[Data excerpts Boundary: Start]

PR #2780, opened 2022-09-09
Introduce "Scope full name" for backwards compatibility

### LINKED ISSUE #2762: Scope attributes as part of identity is a breaking change
During today's SIG meeting, @tigrannajaryan point me to  https://github.com/open-telemetry/opentelemetry-specification/blob/main/specification/metrics/api.md#get-a-meter.

This is a breaking change, since after this change is applied as a receiver of telemetry I can receive now multiple scopes with same name/version which was forbidden before.

jmacd:
Fixes #2762

## Changes

This requires producers to include Scope Attributes in the Scope "full name", which uses the same encoding as HTTP `User-Agent` to include multiple key-values with optional comments. This addresses the backwards-compatibility problem with Scope Attributes by ensuring that the full name uniquely (and redundantly) specifies the scope attributes.

### DIFF
--- a/CHANGELOG.md
+++ b/CHANGELOG.md
@@ -94,7 +94,7 @@ release.
 - Introduce Instrumentation Scope Attributes
   ([#2579](https://github.com/open-telemetry/opentelemetry-specification/pull/2579))
 - Introduce Instrumentation Scope Full name requirements
-  ([#2780])(https://github.com/open-telemetry/opentelemetry-specification/pull/2780).
+  ([#2780](https://github.com/open-telemetry/opentelemetry-specification/pull/2780)).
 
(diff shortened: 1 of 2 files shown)


jmacd:
Can you explain the "breakage"? I don't see any breakage.

Oberon00:
I meant "breakage" as in "breaking change". I.e., instead of making a breaking change to the spec, adding any new attribute to a scope is a breaking change. And it is also harder to group scopes by their actual name now.

tigrannajaryan:
@jmacd if you agree with https://github.com/open-telemetry/opentelemetry-specification/pull/2789 then we can close this.

PR #2788, opened 2022-09-12
Fix OpenMetrics valid label keys, and specify prometheus conversion for metric name.

dashpole:
## Changes

This fixes an incorrect statement about the allowed characters in prometheus label keys found here: https://github.com/open-telemetry/opentelemetry-go/pull/3135#discussion_r968823675.

During the process, I also realized we don't specify conversion rules for the metric name, including the rules for sanitizing the metric name when converting from OTLP to Prom.

Source: https://github.com/OpenObservability/OpenMetrics/blob/main/specification/OpenMetrics.md#abnf

In that spec, `metricname-initial-char` allows `:`, but `label-name-initial-char` does not.


MrAlias (approved):

specification/metrics/data-model.md
```diff
@@ -1488,7 +1499,7 @@ The following OTLP data points MUST be dropped:
...
+OpenTelemetry Metric Attributes MUST be converted to [Prometheus labels](https://Prometheus.io/docs/concepts/data_model/#metric-names-and-labels).  String Attribute values are converted directly to Metric Attributes, and non-string Attribute values MUST be converted to string attributes following the [attribute specification](../common/README.md#attribute).  Prometheus metric label keys are required to match the following regex: `[a-zA-Z_]([a-zA-Z0-9_])*`.  Metrics from OpenTelemetry with unsupported Attribute names MUST replace invalid characters with the `_` character. This may cause ambiguity in scenarios where multiple similar-named attributes share invalid characters at the same location.  In such unlikely cases, if multiple key-value pairs are converted to have the same Prometheus key, the values MUST be concatenated together, separated by `;`, and ordered by the lexicographical order of the original keys.
```
damemi, line 1502: labels with a double-underscore prefix `__` are reserved in prometheus's model, should we mention that? how are they handled? (since the regex technically allows it)

dashpole: Added: Multiple consecutive `_` characters MUST be replaced with a single `_`
character."

damemi (approved):

dashpole:
cc @open-telemetry/wg-prometheus

bogdandrutu (approved):

jmacd:
@dashpole related question, maybe not answered in this PR: 
What is prescribed for empty label keys? 
The [specification] merely requires valid Unicode sequences. I think I would prefer it said non-empty sequences, but I'm not sure what SDKs should do in this case. What do you think?

dashpole:
For Prometheus/OpenMetrics, empty label keys [aren't allowed](https://github.com/OpenObservability/OpenMetrics/blob/main/specification/OpenMetrics.md#abnf). We should drop + warn for an empty label.  For exporters written using prometheus client libraries, that is already done by the client's validation (e.g. [prometheus/client_golang](https://github.com/prometheus/common/blob/main/model/labels.go#L103)).  It might be good to include a catchall statement somewhere to the effect of: "exporters should produce valid prometheus/openmetrics metrics, or MUST drop the metric and emit a warning".

reyang (approved):

jmacd (approved):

[Data excerpts Boundary: End]

All the records are to be transcribed exactly, with no line missing.

### Result
PR #2780, opened 2022-09-09
Introduce "Scope full name" for backwards compatibility

### LINKED ISSUE #2762: Scope attributes as part of identity is a breaking change
During today's SIG meeting, @tigrannajaryan point me to  https://github.com/open-telemetry/opentelemetry-specification/blob/main/specification/metrics/api.md#get-a-meter.

This is a breaking change, since after this change is applied as a receiver of telemetry I can receive now multiple scopes with same name/version which was forbidden before.

jmacd:
Fixes #2762

## Changes

This requires producers to include Scope Attributes in the Scope "full name", which uses the same encoding as HTTP `User-Agent` to include multiple key-values with optional comments. This addresses the backwards-compatibility problem with Scope Attributes by ensuring that the full name uniquely (and redundantly) specifies the scope attributes.

### DIFF
--- a/CHANGELOG.md
+++ b/CHANGELOG.md
@@ -94,7 +94,7 @@ release.
 - Introduce Instrumentation Scope Attributes
   ([#2579](https://github.com/open-telemetry/opentelemetry-specification/pull/2579))
 - Introduce Instrumentation Scope Full name requirements
-  ([#2780])(https://github.com/open-telemetry/opentelemetry-specification/pull/2780).
+  ([#2780](https://github.com/open-telemetry/opentelemetry-specification/pull/2780)).
 
(diff shortened: 1 of 2 files shown)


jmacd:
Can you explain the "breakage"? I don't see any breakage.

Oberon00:
I meant "breakage" as in "breaking change". I.e., instead of making a breaking change to the spec, adding any new attribute to a scope is a breaking change. And it is also harder to group scopes by their actual name now.

tigrannajaryan:
@jmacd if you agree with https://github.com/open-telemetry/opentelemetry-specification/pull/2789 then we can close this.

PR #2788, opened 2022-09-12
Fix OpenMetrics valid label keys, and specify prometheus conversion for metric name.

dashpole:
## Changes

This fixes an incorrect statement about the allowed characters in prometheus label keys found here: https://github.com/open-telemetry/opentelemetry-go/pull/3135#discussion_r968823675.

During the process, I also realized we don't specify conversion rules for the metric name, including the rules for sanitizing the metric name when converting from OTLP to Prom.

Source: https://github.com/OpenObservability/OpenMetrics/blob/main/specification/OpenMetrics.md#abnf

In that spec, `metricname-initial-char` allows `:`, but `label-name-initial-char` does not.


MrAlias (approved):

specification/metrics/data-model.md
```diff
@@ -1488,7 +1499,7 @@ The following OTLP data points MUST be dropped:
...
+OpenTelemetry Metric Attributes MUST be converted to [Prometheus labels](https://Prometheus.io/docs/concepts/data_model/#metric-names-and-labels).  String Attribute values are converted directly to Metric Attributes, and non-string Attribute values MUST be converted to string attributes following the [attribute specification](../common/README.md#attribute).  Prometheus metric label keys are required to match the following regex: `[a-zA-Z_]([a-zA-Z0-9_])*`.  Metrics from OpenTelemetry with unsupported Attribute names MUST replace invalid characters with the `_` character. This may cause ambiguity in scenarios where multiple similar-named attributes share invalid characters at the same location.  In such unlikely cases, if multiple key-value pairs are converted to have the same Prometheus key, the values MUST be concatenated together, separated by `;`, and ordered by the lexicographical order of the original keys.
```
damemi, line 1502: labels with a double-underscore prefix `__` are reserved in prometheus's model, should we mention that? how are they handled? (since the regex technically allows it)

dashpole: Added: Multiple consecutive `_` characters MUST be replaced with a single `_`
character."

damemi (approved):

dashpole:
cc @open-telemetry/wg-prometheus

bogdandrutu (approved):

jmacd:
@dashpole related question, maybe not answered in this PR: 
What is prescribed for empty label keys? 
The [specification] merely requires valid Unicode sequences. I think I would prefer it said non-empty sequences, but I'm not sure what SDKs should do in this case. What do you think?

dashpole:
For Prometheus/OpenMetrics, empty label keys [aren't allowed](https://github.com/OpenObservability/OpenMetrics/blob/main/specification/OpenMetrics.md#abnf). We should drop + warn for an empty label.  For exporters written using prometheus client libraries, that is already done by the client's validation (e.g. [prometheus/client_golang](https://github.com/prometheus/common/blob/main/model/labels.go#L103)).  It might be good to include a catchall statement somewhere to the effect of: "exporters should produce valid prometheus/openmetrics metrics, or MUST drop the metric and emit a warning".

reyang (approved):

jmacd (approved):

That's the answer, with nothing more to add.